Only the number should be given: how many lines below contain "jdpearce".

-------------------------

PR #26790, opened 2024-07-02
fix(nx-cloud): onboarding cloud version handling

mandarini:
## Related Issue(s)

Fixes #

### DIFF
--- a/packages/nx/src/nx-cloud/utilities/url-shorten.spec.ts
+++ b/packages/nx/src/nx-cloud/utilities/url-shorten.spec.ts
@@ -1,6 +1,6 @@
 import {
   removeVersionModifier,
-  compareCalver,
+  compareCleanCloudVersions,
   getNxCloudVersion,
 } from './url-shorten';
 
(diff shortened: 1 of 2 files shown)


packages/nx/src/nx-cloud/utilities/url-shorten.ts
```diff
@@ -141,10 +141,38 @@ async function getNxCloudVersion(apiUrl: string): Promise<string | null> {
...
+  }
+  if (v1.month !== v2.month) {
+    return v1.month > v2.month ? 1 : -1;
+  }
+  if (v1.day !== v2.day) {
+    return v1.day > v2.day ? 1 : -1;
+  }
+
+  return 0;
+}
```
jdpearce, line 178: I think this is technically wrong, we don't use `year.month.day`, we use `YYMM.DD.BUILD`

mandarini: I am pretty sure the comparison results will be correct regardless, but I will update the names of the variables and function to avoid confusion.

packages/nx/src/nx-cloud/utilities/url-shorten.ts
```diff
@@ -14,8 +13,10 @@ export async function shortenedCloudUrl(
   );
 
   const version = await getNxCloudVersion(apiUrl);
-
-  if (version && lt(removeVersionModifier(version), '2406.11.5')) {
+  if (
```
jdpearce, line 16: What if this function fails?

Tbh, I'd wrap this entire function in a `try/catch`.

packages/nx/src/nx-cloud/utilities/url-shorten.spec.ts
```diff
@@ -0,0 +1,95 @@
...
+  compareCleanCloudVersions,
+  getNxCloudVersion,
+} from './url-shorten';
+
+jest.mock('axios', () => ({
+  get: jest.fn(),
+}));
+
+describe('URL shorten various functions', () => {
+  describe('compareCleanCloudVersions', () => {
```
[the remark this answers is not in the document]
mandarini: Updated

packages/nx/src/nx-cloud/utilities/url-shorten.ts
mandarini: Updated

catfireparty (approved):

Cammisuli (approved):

-------------------------

• Result for this exercise:
2